Nonlinear observer design and fault diagnostics for automated longitudinal vehicle control

An integral part of automated vehicle control systems is their reliance on a host of sensors and actuators that provide the controller with knowledge about the vehicles operating environment and the ability to affect its behavior. While this dependence results in improved driving performance and enhanced safety, it also represents a potential liability when failures in these components are considered. One means of addressing this issue is the incorporation of fault tolerance into the controller design through the use of a fault diagnostic system. The purpose of this thesis is to describe the design and experimental verification a model-based fault diagnostic system for the automated longitudinal control of a passenger vehicle within an automated highway system (AHS) setting.; A classical approach to the fault diagnostic system design is taken by dividing the diagnostic tasks into two modules; the residual generator and the residual processor. The residual generator relies on a simplified nonlinear vehicle model to construct a set of residual signals which are sensitive to faults in the control components.
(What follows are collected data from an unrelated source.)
Issue #910, opened 2025-03-26
Session user inactivity


LikeTheSalad:
As discussed in this week's SIG meeting, we should better define the logic/litmus test to tell when a session should expire.

### What we're doing

We split the app's usage into 2 states:

1. The app is in the foreground.
2. The app is in the background.

Based on that information, we make decisions on when to make a session expire by following these rules:

* When the app is in the foreground, the session can only expire after 4 hours.
* When the app is in the background, the session has a timeout of 15 minutes to expire, unless the state goes back to "foreground" before that.

### How we're doing it

The underlying mechanism we use to tell each state is by registering an observer into the [ProcessLifecycleOwner](https://developer.android.com/reference/androidx/lifecycle/ProcessLifecycleOwner) and deciding that the state is the **number 1** when the [ON_START](https://developer.android.com/reference/androidx/lifecycle/Lifecycle.Event#ON_START) event is received, and then switching to state **number 2** when the [ON_STOP](https://developer.android.com/reference/androidx/lifecycle/Lifecycle.Event#ON_STOP) one is received.

### Why we're doing it

When discussed in the SIG meeting, it seemed like the idea behind this behavior is to make sure that we're grouping telemetry in a session **only when a user is interacting with the app**, so that sessions can only track **real user activity**.

### State names changes

Replace the FOREGROUND/BACKGROUND states with something that better conveys what we want to achieve, such as:

1. ~The app is in the foreground~ -> The user is active.
2. ~The app is in the background~ -> The user is inactive.

### Configurable state litmus test with simple default behavior

One of the issues with the current approach is that it assumes that the user might not be interacting with the application because the app is in the background (i.e. there are no visible activities). This might not always be true for all apps, such as those that provide notifications with action buttons, commonly used in media streaming apps.

Because of that, one idea proposed during the SIG meeting was to provide a way for our users to "signal the session manager" that the user is active or not, so that we don't have to make that decision on behalf of every app use case. For convenience, we'd come up with a default behavior to tell when a user is active or not, that should work for most apps.

Some ideas for the default behavior are:

- Keep using the FOREGROUND/BACKGROUND callbacks as a way to tell whether a user is active or not.
- Always have a timeout that gets reset when telemetry is created, while keeping the 4 hour max time to live for a session.

aranhave:
I’m planning to pick this up as the first Android session-alignment step. I’ll also account for the timeout behavior in #794 and track explicit linked reset separately.

[...]

PR #2037, opened 2026-09-02
[proposal] ApiExtension PoC

LikeTheSalad:
> PoC. Not to be merged.

A mechanism that allows extending `OpenTelemetryRum`'s APIs without having to change `OpenTelemetryRum` or make it aware of feature-specific use cases.

## Why

`OpenTelemetryRum` is the core of what this project configures and hands to users. `AndroidInstrumentation` covers the "generate telemetry automatically on my behalf" use case. There's a second use case it doesn't cover: things that cannot be inferred reliably for every app, where we should give users a manual API instead of guessing for them. Two examples:

- #910: apps need to tell the session manager whether the user is active or not. Foreground/background is a reasonable default, but it's wrong for apps that are still in use from a notification (media players, for instance).
- The "current screen" attribute. Today `ScreenAttributesSpanProcessor` takes the last resumed activity or fragment as the current screen, via `VisibleScreenTracker`. That's a guess, and it doesn't hold for every app (see also #1909 for Compose).

These APIs are not core to `OpenTelemetryRum`, so they don't belong in the interface. They are also owned by different modules, some of them optional. This PR adds a small mechanism so each module can expose its own manual API through the `OpenTelemetryRum` instance, the same way `AndroidInstrumentation` lets each module contribute automatic telemetry.

This is a scaffolding PR. It's meant to show the key parts and how they connect. It doesn't compile yet and tests haven't been updated.

### `agent-api`

- `ApiExtension`: the marker every extension implements. It has a single member, `type`, which is the public interface the extension is registered under and looked up by. The public contract of an extension is an interface extending `ApiExtension`. Implementations stay internal to the module that owns them.
- `OpenTelemetryRum.getExtension(type)`: returns the extension registered under `type`, or null when this instance doesn't have it. It has a default body returning null, so existing implementations of `OpenTelemetryRum` keep compiling (`agent-api` is stable).
- `OpenTelemetryRum.extension<T>()`: reified Kotlin shorthand for the above.

### `core`

- `ApiExtensionLoader`: discovers extensions on the classpath through `ServiceLoader`, same shape as `AndroidInstrumentationLoaderImpl` so R8 can still rewrite the lookup.
- `ApiExtensionRegistry`: the map of extensions available to one `OpenTelemetryRum` instance. Built from discovered extensions first, then explicitly registered ones. An explicit registration replaces a discovered extension of the same type, with a warning in the log.
- `OpenTelemetryRumBuilder.addApiExtension()` and `SdkPreconfiguredRumBuilder.addApiExtension()`: explicit registration. This is for extensions that wrap internals created during initialization, which can't be discovered from the classpath.
- `SdkPreconfiguredRumBuilder.build()` resolves the registry before instrumentations are installed, so any `AndroidInstrumentation` can grab an extension from the `OpenTelemetryRum` it receives in `install()`.

`core` doesn't know about any concrete extension, just like it doesn't know about concrete instrumentations.

### `android-agent` (proof of concept for #910)

- `SessionActivityApi`: public interface with `userActive()` and `userInactive()`, plus a `fun OpenTelemetryRum.sessions()` convenience accessor for Kotlin callers.
- `SessionActivityApiImpl`: internal facade over `SessionIdTimeoutHandler`. Registered explicitly in `OpenTelemetryRumInitializer` because the handler is created there.
- `SessionIdTimeoutHandler` no longer implements `ApplicationStateListener`. It exposes `onUserActive()` / `onUserInactive()` and its states are renamed to active/inactive. `onUserActive()` only leaves the inactive state, so the first telemetry item after the user becomes active can still start a new session if the timeout elapsed.
- The initializer keeps the default lifecycle based inference, but it now goes through the extension: a lifecycle listener calls `userActive()` on foreground and `userInactive()` on background.

## How it's expected to be used

From app code:

```kotlin
val rum = OpenTelemetryRumInitializer.initialize(this)

// Kotlin convenience accessor. Null when the extension isn't available in this instance.
rum.sessions()?.userInactive()

// Generic lookup, works for any extension.
rum.extension<SessionActivityApi>()?.userActive()
```

From an instrumentation:

```kotlin
override fun install(context: Context, openTelemetryRum: OpenTelemetryRum) {
    val sessions = openTelemetryRum.extension<SessionActivityApi>()
    // ...call sessions?.userActive() when this instrumentation infers activity.
}
```

Defining an extension in a module:

```kotlin
// Public contract.
interface ScreenApi : ApiExtension {
    override val type: Class<out ApiExtension> get() = ScreenApi::class.java
    fun setCurrentScreen(name: String)
}

// Internal implementation. Either registered explicitly through the builder, or
// annotated with @AutoService(ApiExtension::class) if it doesn't need anything from initialization.
internal class ScreenApiImpl : ScreenApi { ... }

// Optional Kotlin convenience accessor.
fun OpenTelemetryRum.screens(): ScreenApi? = getExtension(ScreenApi::class.java)
```

## Rules the mechanism relies on

- An extension is a pure facade over its module's internals. No lifecycle, nothing to shut down.
- An extension is the single source of truth for what it controls. Automatic instrumentations that infer the same information write through the extension too. Last write wins. The sessions PoC follows this: the lifecycle listener and the app both write through `SessionActivityApi`.
- When both a discovered and an explicitly registered extension exist for the same type, the explicit one wins.
- Lookups return null when the extension isn't available, for example when using `RumBuilder` directly without the module that provides it.

## Not in this PR

- A config toggle to disable classpath discovery of extensions (separate from the instrumentation one).
- The screen API. Where it lives is still to be decided, possibly a new shared module.
- Test updates. `SessionIdTimeoutHandler` tests still reference the old lifecycle callbacks, and any test constructing `OpenTelemetryRumImpl` directly needs the new registry argument.
- `apiDump` for `agent-api`, `core` and `android-agent`.

## Open for discussion

- Naming: `ApiExtension` and `getExtension()` vs something that doesn't collide with Kotlin extension functions.
- Whether `SessionActivityApi` belongs in `android-agent` or in `session`.
- Anything else I might've missed.

### DIFF
--- a/agent-api/src/main/java/io/opentelemetry/android/OpenTelemetryRum.kt
+++ b/agent-api/src/main/java/io/opentelemetry/android/OpenTelemetryRum.kt
@@ -5,6 +5,7 @@
 
 package io.opentelemetry.android
 
+import io.opentelemetry.android.extensions.ApiExtension
 import io.opentelemetry.android.session.SessionProvider
 import io.opentelemetry.api.OpenTelemetry
 import io.opentelemetry.api.common.Attributes
@@ -44,6 +45,17 @@ interface OpenTelemetryRum {
         body: String = "",
         attributes: Attributes = Attributes.empty(),
     )
+
+    /**
+     * Returns the [ApiExtension] registered under [type], or null when this instance doesn't
+     * provide it. Extensions are manual APIs contributed by optional modules, see [ApiExtension].
+     *
+     * Kotlin callers can use the reified [io.opentelemetry.android.extensions.extension] helper
+     * instead.
+     *
+     * The default returns null so that existing implementations of this interface keep working.
+     */
+    fun <T : ApiExtension> getExtension(type: Class<T>): T? = null
 
     /**
      * Initiates orderly shutdown of this OpenTelemetryRum instance. After this method completes,
--- a/agent-api/src/main/java/io/opentelemetry/android/extensions/ApiExtension.kt
+++ b/agent-api/src/main/java/io/opentelemetry/android/extensions/ApiExtension.kt
@@ -1,0 +1,43 @@
+/*
+ * Copyright The OpenTelemetry Authors
+ * SPDX-License-Identifier: Apache-2.0
+ */
+
+package io.opentelemetry.android.extensions
+
+/**
+ * A manual API that optional modules make available through
+ * [io.opentelemetry.android.OpenTelemetryRum.getExtension].
+ *
+ * [io.opentelemetry.android.OpenTelemetryRum] only exposes what every setup needs. Some modules
+ * need to let users provide information that cannot be reliably inferred on their behalf, such as
+ * whether the user is currently active, or what the current screen is. Those modules define an
+ * [ApiExtension] instead of adding members to [io.opentelemetry.android.OpenTelemetryRum].
+ *
+ * Conventions:
+ * - The public contract is an interface that extends [ApiExtension] and provides [type].
+ *   Implementations stay internal to the module that owns them.
+ * - An extension is a facade over the internals of the module that owns it. It has no lifecycle.
+ * - The extension is the single source of truth for what it controls. Automatic instrumentations
+ *   that infer the same information write through the extension too, so the last write wins.
+ * - Modules may expose a Kotlin extension function on [io.opentelemetry.android.OpenTelemetryRum]
+ *   for convenience, e.g. `fun OpenTelemetryRum.sessions(): SessionActivityApi?`.
+ *
+ * Extensions become available to an [io.opentelemetry.android.OpenTelemetryRum] instance in two
+ * ways:
+ * - Discovered on the classpath via `ServiceLoader` (`@AutoService(ApiExtension::class)`), for
+ *   extensions that don't need anything created during initialization.
+ * - Registered explicitly through the RUM builder, for extensions that wrap internals created
+ *   during initialization.
+ *
+ * Extensions are resolved before instrumentations are installed, so an
+ * [io.opentelemetry.android.instrumentation.AndroidInstrumentation] can obtain them from the
+ * [io.opentelemetry.android.OpenTelemetryRum] it receives in `install()`.
+ */
+interface ApiExtension {
+    /**
+     * The public type this extension is registered under. Lookups through
+     * [io.opentelemetry.android.OpenTelemetryRum.getExtension] must use this exact type.
+     */
+    val type: Class<out ApiExtension>
+}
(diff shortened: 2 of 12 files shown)


bidetofevil:
So it feels like this can be a way to isolate dependencies in the API that aren't always needed (i.e. exists in a module that the agent/API module doesn't have access too), which keeps the agent leaner and not forcing dependencies on users via the API. 

That would be useful!

fractalwrench (commented):
I like the idea of avoiding singleton state and making APIs discoverable on `OpenTelemetryRum`. I'm not immediately sure the benefit `ApiExtension` brings as a marker interface versus just creating an extension function in instrumentation modules, e.g. something like below:

```kotlin
// defined in instrumentation module
fun OpenTelemetryRum.screens(): ScreenApi

interface ScreenApi {
    fun setCurrentScreen(screen: String)
}

fun example(otel: OpenTelemetryRum) {
    otel.screens().setCurrentScreen("my_screen")
}
```

LikeTheSalad:
> I'm not immediately sure the benefit `ApiExtension` brings as a marker interface versus just creating an extension function in instrumentation modules

That's fair, and at first I was thinking about this too. I have a couple of reasons why I chose to have our own API type, though, which are up for debate:

- Structure: there's a clear contract, which provides an entry point and can also make these APIs easier to discover. With kotlin extensions we essentially have to hope for modules to follow similar rules (like making sure that the extensions target `OpenTelemetryRum`), and it's also a bit awkward to find all the ones that are available, at least last time I checked it was not straightforward to make AS show all the available extensions for a type, rather than just searching for all the `ApiExtension` impls.
- Flexibility: Kotlin extensions usually rely on their access to `this` (`OpenTelemetryRum` in this case) to complement their actions; however, some state isn't public and so cannot be gotten from `OpenTelemetryRum`, such as the SessionIdTimeoutHandler used in [this example](https://github.com/open-telemetry/opentelemetry-android/pull/2037/changes#diff-b3152162cda19d17c3d31ad2bc3165c2d171b140e46086f465ba88f3361d14bfR164). It's probably possible to work around this with Kotlin extensions, but I think we'd sooner or later fall into using statics for that case, so this kind of approach seems not only more flexible but also safer in general.
- Control: Kotlin extensions are essentially statics handled by the Kotlin compiler; we can't "disable" them if we wanted to, or probably even ensure that there will be no conflict across similar names chosen in different modules, especially the optional ones. Having this structure also helps us debug them more easily, e.g., by logging when an extension is found/installed at runtime.
- Friendliness: `ApiExtension`s will ensure a similar user experience regardless of whether they call them from Kotlin or Java.

PR #2046, opened 2026-09-03
Add a session provider API to the DSL

### LINKED ISSUE #2044: DSL should allow setting SessionIdProvider
The DSL does not expose a way to set a `SessionIdProvider` but core does. We should add an equivalent API: https://github.com/open-telemetry/opentelemetry-android/blob/47d391cf4ef42b2aeff409699cf206d75735f108/core/src/main/java/io/opentelemetry/android/OpenTelemetryRumBuilder.kt#L269

fractalwrench:
Fixes #2044 by adding an API to the DSL that allows a `SessionProvider` to be specified. This grants parity with the session APIs that are available in the core module.

### DIFF
--- a/android-agent/src/main/kotlin/io/opentelemetry/android/agent/dsl/SessionConfiguration.kt
+++ b/android-agent/src/main/kotlin/io/opentelemetry/android/agent/dsl/SessionConfiguration.kt
@@ -6,6 +6,8 @@
 package io.opentelemetry.android.agent.dsl
 
 import io.opentelemetry.android.session.SessionObserver
+import io.opentelemetry.android.session.SessionProvider
+import io.opentelemetry.android.session.SessionPublisher
 import kotlin.time.Duration
 import kotlin.time.Duration.Companion.hours
 import kotlin.time.Duration.Companion.minutes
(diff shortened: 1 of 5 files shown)


android-agent/src/main/kotlin/io/opentelemetry/android/agent/dsl/SessionConfiguration.kt
```diff
@@ -26,6 +28,14 @@ class SessionConfiguration internal constructor() {
      */
     var maxLifetime: Duration = 4.hours
 
+    /**
+     * A custom [SessionProvider] that controls the session ID. When this is set
+     * [backgroundInactivityTimeout] and [maxLifetime] have no effect
+     * and the supplied provider owns the session lifecycle entirely. Any [observers] are registered
+     * on the supplied provider only if it also implements [SessionPublisher].
+     */
+    var provider: SessionProvider? = null
```
LikeTheSalad, line 37: I like the idea, but I believe it could be confusing right now because essentially this new setter is overriding everything that can be set within the same `SessionConfiguration` type. I guess ideally a setter like this should be in an upper layer of the DSL, but that's probably not possible without introducing breaking changes, so maybe we can at least make the name a bit more explicit? (i.e. something like `providerOverride`)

The residuals are formed using a combination of parity equations, linear observers, and nonlinear observers. The residual processor detects and identifies faults by thresholding a least squares estimate of the fault magnitude based on the steady state gain from faults to residuals. Experimental testing of the complete system verifies that all single faults can be detected, and only faults in the braking system are not uniquely identifiable.; A key contribution of this thesis is the development of an observer design technique for incrementally sector-bounded nonlinear systems. Sufficient conditions for the existence of a stabilizing gain matrix are derived as the solution to a convex feasibility problem using Lyapunov's second method and standard convex analysis tools. These results are then extended via convex optimization to guarantee desired performance of the observer with regards to the decay rate of the estimation error dynamics and the $L2$ gain from disturbances to estimation errors. Finally, a method for computing gain matrices which are Pareto optimal in the sense of both performance objectives is also described.